Lecture: José Maksimczuk
Material for Thought: Reflections on the Manuscript Transmission of Aristotle's Organon
Date
26 November 2024
Material for Thought: Reflections on the Manuscript Transmission of Aristotle's Organon
Abstract
Aristotle's collection of treatises on logic and scientific reasoning known as the Organon is perhaps the single most important work in the history of logic. A testimony to its centrality is the fact that we have around 150 surviving hand-written witnesses of this work in its original Greek. Despite its foundational role in shaping human understanding of rules of thought, scholars have still not been able to devise a stemma codicum of the Greek manuscripts, which is essential for a better understanding of the transmission and reception of the work, as it would provide us a genealogical tree of the surviving and posited witnesses and exhibit the filiation links that exist among them. In this talk, I argue with the aid of several examples that the materiality of the manuscripts plays a primary role in any attempt of setting a stemma of the Organon. This approach aims at complementing the more traditional, almost exclusively text-centred method, and holds much promise for refining philological practices in the future.

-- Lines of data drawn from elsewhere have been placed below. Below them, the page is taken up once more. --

PR #315, opened 2020-02-03
Replace 'pytoml' with 'toml'.

kalekundert:
The pytoml package is deprecated, and doesn't support the most recent TOML standard (e.g. dotted keys).

### DIFF
--- a/doc/development.rst
+++ b/doc/development.rst
@@ -5,7 +5,7 @@ To get a development installation of Flit itself::
 
     git clone https://github.com/takluyver/flit.git
     cd flit
-    python3 -m pip install docutils requests pytoml
+    python3 -m pip install docutils requests toml
     python3 bootstrap_dev.py
 
 This links Flit into the current Python environment, so you can make changes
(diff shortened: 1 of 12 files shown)


takluyver:
pip would also need to change before you could use new toml features, and it was suggested that pip might use the `tomlkit` library - see https://github.com/pypa/pip/issues/6120 . I'd like to follow pip once it jumps one way or another.

kalekundert:
I see, that makes sense.

jbrobst:
@takluyver Could this be merged now that pip has [switched to `toml`](https://github.com/pypa/pip/pull/8045)? `toml` is being [maintained](https://github.com/uiri/toml/commits/master) and there is still [interest in this issue](https://github.com/takluyver/flit/issues/255).

takluyver:
Makes sense, yup.

takluyver:
This PR now has merge conflicts. @jbrobst, as you're interested, would you like to make a new PR?

takluyver:
Merged as #378. Thanks both!

PR #319, opened 2020-02-20
ensures cache dir does exist

holgi:
I ran into a problem when installing another project with flit for development purpose using `flit install --pth-file`.  The user had a non-existing home directory set (`/nonexistent') and therefore the download of the trove classifiers failed.

The `/nonexistent` "home" directory is used on POSIX systems to denote a user without a home directory, e.g. user `nobody` or users only set up for services.

These proposed changes ensures that a valid directory is returned by the `flit.validate.get_cache_dir()` function. 

If the `flit`-subdirectory of the cache-directory does not exist and could not be created, a temporary directory is used instead. To ensure that always the same temporary directory is used, the function is wrapped with the `functors.lru_cache()`.

A tests for this new behavior is also included. The tests passed so far on Mac OS X (Python 3.7 and 2.7) and on FreeBSD (Python 3.6)

### DIFF
--- a/flit/validate.py
+++ b/flit/validate.py
@@ -1,6 +1,5 @@
 """Validate various pieces of packaging data"""
 
-import contextlib
 import io
 import logging
 import os
@@ -8,62 +7,72 @@ from pathlib import Path
 import re
 import requests
 import sys
-import tempfile
 
 from .vendorized.readme.rst import render
 
 log = logging.getLogger(__name__)
 
-@contextlib.contextmanager
 def get_cache_dir() -> Path:
     """Locate a platform-appropriate cache directory for flit to use
 
-    Ensures that the cache directory exists.
+    Does not ensure that the cache directory exists.
     """
     # Linux, Unix, AIX, etc.
     if os.name == 'posix' and sys.platform != 'darwin':
         # use ~/.cache if empty OR not set
-        local = os.environ.get("XDG_CACHE_HOME", None) \
+        xdg = os.environ.get("XDG_CACHE_HOME", None) \
               or os.path.expanduser('~/.cache')
+        return Path(xdg, 'flit')
 
     # Mac OS
     elif sys.platform == 'darwin':
-        local = os.path.expanduser('~/Library/Caches')
+        return Path(os.path.expanduser('~'), 'Library/Caches/flit')
 
     # Windows (hopefully)
     else:
         local = os.environ.get('LOCALAPPDATA', None) \
                 or os.path.expanduser('~\\AppData\\Local')
+        return Path(local, 'flit')
 
-    cache_dir = Path(local, "flit")
-    try:
-        cache_dir.mkdir(parents=True)
-    except FileExistsError:
-        pass
-    except (OSError, PermissionError):
-        temp_dir =  tempfile.TemporaryDirectory()
-        cache_dir = Path(temp_dir.name)
-    yield cache_dir
 
-def _verify_classifiers_cached(classifiers, cache_dir):
+def _read_classifiers_cached():
     """Check classifiers against the downloaded list of known classifiers"""
-    with (cache_dir / 'classifiers.lst').open(encoding='utf-8') as f:
+    with (get_cache_dir() / 'classifiers.lst').open(encoding='utf-8') as f:
         valid_classifiers = set(l.strip() for l in f)
-
-    invalid = classifiers - valid_classifiers
-    return ["Unrecognised classifier: {!r}".format(c)
-            for c in sorted(invalid)]
+    return valid_classifiers
 
 
-def _download_classifiers(cache_dir):
+def _download_and_chache_classifiers():
     """Get the list of valid trove classifiers from PyPI"""
     log.info('Fetching list of valid trove classifiers')
     resp = requests.get(
         'https://pypi.org/pypi?%3Aaction=list_classifiers')
     resp.raise_for_status()
 
-    with (cache_dir / 'classifiers.lst').open('wb') as f:
-        f.write(resp.content)
+    cache_dir = get_cache_dir()
+    try:
+        cache_dir.mkdir(parents=True)
+    except (FileExistsError, PermissionError, OSError):
+        # readonly mounted file raises OSError
+        pass
+
+    try:
+        with (cache_dir / 'classifiers.lst').open('wb') as f:
+            f.write(resp.content)
+    except (PermissionError, OSError):
+        # readonly mounted file raises OSError
+        # cache file could not be created
+        pass
+
+    valid_classifiers = set(l.strip() for l in resp.text.splitlines())
+    return valid_classifiers
+
+
+def _verify_classifiers(classifiers, valid_classifiers):
+    """Check classifiers against the downloaded list of known classifiers"""
+    invalid = classifiers - valid_classifiers
+    return ["Unrecognised classifier: {!r}".format(c)
+            for c in sorted(invalid)]
 
 
 def validate_classifiers(classifiers):
@@ -78,34 +87,34 @@ def validate_classifiers(classifiers):
 
     problems = []
     classifiers = set(classifiers)
-    with get_cache_dir() as cache_dir:
-        try:
-            problems = _verify_classifiers_cached(classifiers, cache_dir)
-        except FileNotFoundError as e1:
-            # We haven't yet got the classifiers cached
-            pass
-        else:
-            if not problems:
-                return []
-
-        # Either we don't have the list, or there were unexpected classifiers
-        # which might have been added since we last fetched it. Fetch and cache.
-
-        if os.environ.get('FLIT_NO_NETWORK', ''):
-            log.warning(
-                "Not checking classifiers, because FLIT_NO_NETWORK is set")
+    try:
+        valid_classifiers = _read_classifiers_cached()
+        problems = _verify_classifiers(classifiers, valid_classifiers)
+    except (FileNotFoundError, PermissionError) as e1:
+        # We haven't yet got the classifiers cached or couldn't read it
+        pass
+    else:
+        if not problems:
             return []
 
-        # Try to download up-to-date list of classifiers
-        try:
-            _download_classifiers(cache_dir)
-        except requests.ConnectionError:
-            # The error you get on a train, going through Oregon, without wifi
-            log.warning(
-                "Couldn't get list of valid classifiers to check against")
-            return problems
-        else:
-            return _verify_classifiers_cached(classifiers, cache_dir)
+    # Either we don't have the list, or there were unexpected classifiers
+    # which might have been added since we last fetched it. Fetch and cache.
+
+    if os.environ.get('FLIT_NO_NETWORK', ''):
+        log.warning(
+            "Not checking classifiers, because FLIT_NO_NETWORK is set")
+        return []
+
+    # Try to download up-to-date list of classifiers
+    try:
+        valid_classifiers = _download_and_chache_classifiers()
+    except requests.ConnectionError:
+        # The error you get on a train, going through Oregon, without wifi
+        log.warning(
+            "Couldn't get list of valid classifiers to check against")
+        return problems
+    else:
+        return _verify_classifiers(classifiers, valid_classifiers)
 
 
 def validate_entrypoints(entrypoints):
--- a/flit/validate.py
+++ b/flit/validate.py
@@ -63,7 +63,7 @@ def _download_and_cache_classifiers():
     try:
         with (cache_dir / 'classifiers.lst').open('wb') as f:
             f.write(resp.content)
-    except PermissionError:
+    except (PermissionError, FileNotFoundError):
         # cache file could not be created
         pass
     except OSError as e:
--- a/flit/validate.py
+++ b/flit/validate.py
@@ -1,5 +1,6 @@
 """Validate various pieces of packaging data"""
 
+import errno
 import io
 import logging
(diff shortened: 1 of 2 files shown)


tests/test_validate.py
```diff
@@ -107,3 +111,39 @@ def check(prurl):
...
+
+@pytest.fixture
+def patch_for_get_cache_dir():
+    # storing current environmental variables for resetting later
+    original_xdg = fv.os.environ.get("XDG_CACHE_HOME", None)
+    original_expanduser = fv.os.path.expanduser
+
+    # change the environmental variables for the test
+    fv.os.environ["XDG_CACHE_HOME"] = "/dev/null/nonexistent"
+    fv.os.path.expanduser = lambda x: "/dev/null/nonexistent"
```
takluyver: If you use the monkeypatch fixture, with its setattr & setenv methods, you don't need to do the cleanup manually. Which is good, because there's a minor bug - it won't clear XDG_CACHE_HOME if it was unset before.

https://docs.pytest.org/en/latest/monkeypatch.html

flit/validate.py
```diff
@@ -1,38 +1,49 @@
...
-        return Path(local, 'flit')
+
+    cache_dir = Path(local, "flit")
+    try:
+        cache_dir.mkdir(parents=True)
+    except FileExistsError:
+        pass
+    except (OSError, PermissionError):
+        cache_dir = Path(tempfile.TemporaryDirectory().name)
+        cache_dir.mkdir(parents=True)
```
takluyver: AFAIK, `TemporaryDirectory()` always creates the directory, so we don't need to do so here.

tests/test_validate.py
holgi: Thanks for pointing out the monkeypatch feature from pytest – I should read the docs more often. I was considering using pytest.mock but didn't want to introduce a new dependency. Nice to know, that pytest has also a simple patch feature built in. 

I changed the fixture to use the monkeypatch version in the new commit.

tests/test_validate.py
```diff
@@ -107,3 +111,39 @@ def check(prurl):
...
+    # reset the previously stored variables
+    if original_xdg is not None:
+        fv.os.environ["XDG_CACHE_HOME"] = original_xdg
+    fv.os.path.expanduser = original_expanduser
+
+
+# the following test will fail on windows, since windows allows the creation
+# of the directory "/dev/null/nonexistent/flit"
+
+@pytest.mark.skipif(os.name == 'nt', reason="Test will fail on windows")
```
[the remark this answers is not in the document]
holgi: Thanks for the hint, I changed this in a new commit.

flit/validate.py
holgi: I thought so too, but in one of my test setups this was not working reliably. Since I'm not at home and can't remember by heart which one it was,  I'd need to check on this later.

takluyver: Aha, I think I've got it. `TemporaryDirectory()` cleans itself up when the object is destroyed - which is immediately, because the code doesn't keep a reference to it. Use [mkdtemp](https://docs.python.org/3/library/tempfile.html#tempfile.mkdtemp) instead to get a directory which won't clear itself up.

Of course, this does mean each run of flit will create a new temp directory and not clear it up, which isn't ideal.

holgi: m(
Thanks for pointing this out. I ran head over heels into this kind of race condition in the first place and made things worse afterwards. Feeling kind of stupid now ;-).
Do you have any idea how to solve this without falling back on a module scope variable?

holgi: Unfortunately adding a new attribute to a pathlib.Path instance doesn't work.

takluyver: To do what you're currently doing, with a temporary directory that never gets cleaned up, the easiest thing is to use the `mkdtemp()` function instead of `TemporaryDirectory()`.

holgi: The other possibility would be - as you described - to use mkdtemp directly, but the cleanup afterwards must also be managed somehow.

holgi: Sorry for spamming you with comments. 
I think I have a fix in commit bef5f2b using a context manager. I had to slightly rewrite validate_classifiers also. #

holgi: @takluyver Sorry, I didn't see your reply – my connection is a little bit flaky, sitting on a train today. I actually want an automatic cleanup. Circumventing it was just a stupid mistake on my side.

takluyver:
That solves the cleanup problem, but if we create a new 'cache directory' each time the function is used, we're not really caching anything, so we can probably simplify things.

holgi:
I know that it's not caching anything. But this will only be in effect for (posix) users that don't have a (writable) home directory set, so probably related to some service / daemon.  And also only while using flit to install the project (not if the install is done via pip). 

Since I can't think of an posix path that has guaranteed write access for all users, I think not caching in this simple case is acceptable.

Currently an install in such a case fails, so this is an improvement IMHO.

Another possibility would be to introduce and check for a "FLIT_CACHE_DIR" environmental variable (similar to the suggestion in #320). In a case where there is no writable automagical cache path, the `flit` command could be prefixed like `FLIT_CAHCH_DIR=/vatr/tmp/cache flit install --pth-file`.

holgi:
Another possibility would be to move the check for `FLIT_NO_NETWORK` to the start of the function, so when `FLIT_NO_NETWORK` is set, the trove classifier check is passed completely.

takluyver:
Sorry to be unclear. I was thinking, if there's nothing being cached anyway, we don't need to bother creating a temporary directory and saving a file to disk - we can just get the data from the network and use it directly. If it's not clear how to do that, I can have a go myself next time I have a bit of spare time to work on it.

holgi:
Since I had some time this morning, I removed the caching. Should I add the changes to this pull request or if you want to close this I'll open a new one.

takluyver:
But it can still cache when there is a normal home directory, right?

If you're happy with the changes, feel free to push them to this PR. Or if you're not sure, it's fine to make another PR and we can work out what's best.

holgi:
With the changes I made today (not pushed so far), caches would be created and used as before if it is possible.

After a download of the classifiers an attempt is made to create a cache file for later use, but it doesn't matter if this is successful or not.

flit/validate.py
```diff
@@ -34,17 +34,15 @@ def get_cache_dir() -> Path:
                 or os.path.expanduser('~\\AppData\\Local')
         return Path(local, 'flit')
 
-def _verify_classifiers_cached(classifiers):
+
+def _read_classifiers_cached():
     """Check classifiers against the downloaded list of known classifiers"""
```
takluyver: The docstring here needs to be updated.

flit/validate.py
```diff
@@ -34,17 +34,15 @@ def get_cache_dir() -> Path:
...
         valid_classifiers = set(l.strip() for l in f)
-
-    invalid = classifiers - valid_classifiers
-    return ["Unrecognised classifier: {!r}".format(c)
-            for c in sorted(invalid)]
+    return valid_classifiers
 
 
-def _download_classifiers():
+def _download_and_chache_classifiers():
```
takluyver:
```suggestion
def _download_and_cache_classifiers():
```

flit/validate.py
```diff
@@ -54,10 +52,27 @@ def _download_classifiers():
     cache_dir = get_cache_dir()
     try:
         cache_dir.mkdir(parents=True)
-    except FileExistsError:
+    except (FileExistsError, PermissionError, OSError):
+        # readonly mounted file raises OSError
```
takluyver: I don't really like catching any OSError - that's quite a broad category. OSError objects normally have an `e.errno` attribute which you can check against constants in the [`errno` module](https://docs.python.org/3/library/errno.html) to look for specific errors. E.g. it sounds like this might be `EROFS` (read only file system) - but check if that's what you're hitting.

This pattern was more common in Python 2 code, before subclasses like `FileExistsError` and `PermissionError` were split out as their own subclasses.

tests/test_validate.py
```diff
@@ -107,3 +108,74 @@ def check(prurl):
...
+            def __truediv__(self, other):
+                return self
+            def __enter__(self):
+                return ["A", "B", "C"]
+            def __exit__(self, *args):
+                pass
+
+        return MockChache()
+
+    monkeypatch.setattr(fv, "get_cache_dir", mock_get_cache_dir)
```
takluyver: I don't much like this kind of complex mocking. It ties the test closely to how the function is implemented - e.g. it assumes the code does `with path.open() as f:` and iterates over f, rather than something like `path.read_text()`.

For tests that deal with file access, I prefer to make a temporary directory and mock things to point to that. Pytest has a handy `tmp_path` fixture which creates a temp dir and gives the test a pathlib object for it.

tests/test_validate.py
```diff
@@ -107,3 +108,74 @@ def check(prurl):
...
+
+    classifiers = fv._read_classifiers_cached()
+
+    assert classifiers == {'A', 'B', 'C'}
+
+
+def test_download_and_chache_classifiers():
+    classifiers = fv._download_and_chache_classifiers()
```
takluyver: In general, I like it to be possible to run the tests without requiring network access. There are two approaches for this:

1. Mark tests which need network access, so there's a clear way to exclude them. I don't think there are any examples in Flit, but here's one from another of my projects: https://github.com/takluyver/pynsist/blob/bf2408bbd01b5da63b93107f48435a5a57f9048b/nsist/tests/test_pypi.py#L11-L14
2. Mock out the network responses, e.g. see the `test_upload` module.

holgi:
Thanks for your patience with me and my changes ;-)

flit/validate.py
holgi: This is fixed in commit 909f7b4

flit/validate.py
holgi: Typo is fixed in commit 909f7b4

flit/validate.py
holgi: I was running into this problem on a Mac with 10.15 "Catalina" running Python 3.7. The root and other system directories are read-only. 

Trying to create the dir "/nonexistent/" raises a `OSError` for a readonly file system – unfortunately not a subclassed error like `PermissionError` but an `OSError` itself:

```
>>> open("/foo", "w")
  File "<stdin>", line 1, in <module>
OSError: [Errno 30] Read-only file system: '/foo'
```

I changed the try-except-block to be a little bit more verbose and check for an explicit `errno.EROFS`

tests/test_validate.py
holgi: For `test_read_classifiers_cached()` and `test_download_and_cache_classifiers()` I use the suggested pytest `tmp_path` fixtures.

For the `test_download_and_cache_classifiers_with_unacessible_dir()` test I couldn't come up with a good idea without a custom mock class, but I think I stripped it down to a bare minimum.

tests/test_validate.py
holgi: Since you used `responses` already, I've choosen the second option.

tests/test_validate.py
```diff
@@ -107,3 +111,111 @@ def check(prurl):
...
+
+@responses.activate
+@pytest.mark.parametrize("error", [PermissionError, OSError(errno.EROFS, "")])
+def test_download_and_cache_classifiers_with_unacessible_dir(monkeypatch, error):
+    responses.add(
+        responses.GET,
+        'https://pypi.org/pypi?%3Aaction=list_classifiers',
+        body="A\nB\nC")
+
+    class MockChacheDir:
```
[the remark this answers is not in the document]
holgi: Fixed in the next commit

tests/test_validate.py
```diff
@@ -107,3 +111,111 @@ def check(prurl):
...
+        def mkdir(self, parents):
+            raise error
+        def __truediv__(self, other):
+            raise error
+
+    monkeypatch.setattr(fv, "get_cache_dir", MockChacheDir)
```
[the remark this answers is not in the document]
holgi: Fixed in the next commit

tests/test_validate.py
```diff
@@ -107,3 +111,111 @@ def check(prurl):
...
+def test_download_and_cache_classifiers_not_catching_oserror_mkdir(monkeypatch):
+    responses.add(
+        responses.GET,
+        'https://pypi.org/pypi?%3Aaction=list_classifiers',
+        body="A\nB\nC")
+
+    unused_error_nr = max(errno.errorcode) + 1
+    class MockChacheDir:
+        def mkdir(self, parents):
+            raise OSError(unused_error_nr, "")
```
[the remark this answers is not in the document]
holgi: Well, I overdid it just to have the coverage report pass ¯\_(ツ)_/¯
I can remove it if it annoys you ;-)

holgi:
Sure no problem. You are probably doing this in your spare time 😄 👍

tests/test_validate.py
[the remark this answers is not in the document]
takluyver: Thanks, I think I'd prefer to drop these two tests. Coverage is a useful metric, but I don't aim for 100% coverage, and I don't mind if a PR decreases coverage a bit if the alternative is writing really contorted tests.

takluyver:
I am indeed doing this in my spare time - though there might be more spare time with all these social distancing measures.

holgi:
I removed the two tests as you proposed. Thanks again for your work and the patience with this pull request :-)

takluyver:
Thanks for your patience with my reviewing. :slightly_smiling_face:

holgi:
👍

Jose Maksimczuk holds a PhD in classics from the KU Leuven. He is currently a postdoctoral researcher at the CSMC at the Universität Hamburg, where he is the spokesperson of a research field devoted to the study of the production and transmission of notes in manuscripts. He is also the PI, together with Christian Brockmann, of a project focused on the transmission of Aristotelian manuscripts, especially containing logical and ethical treatises.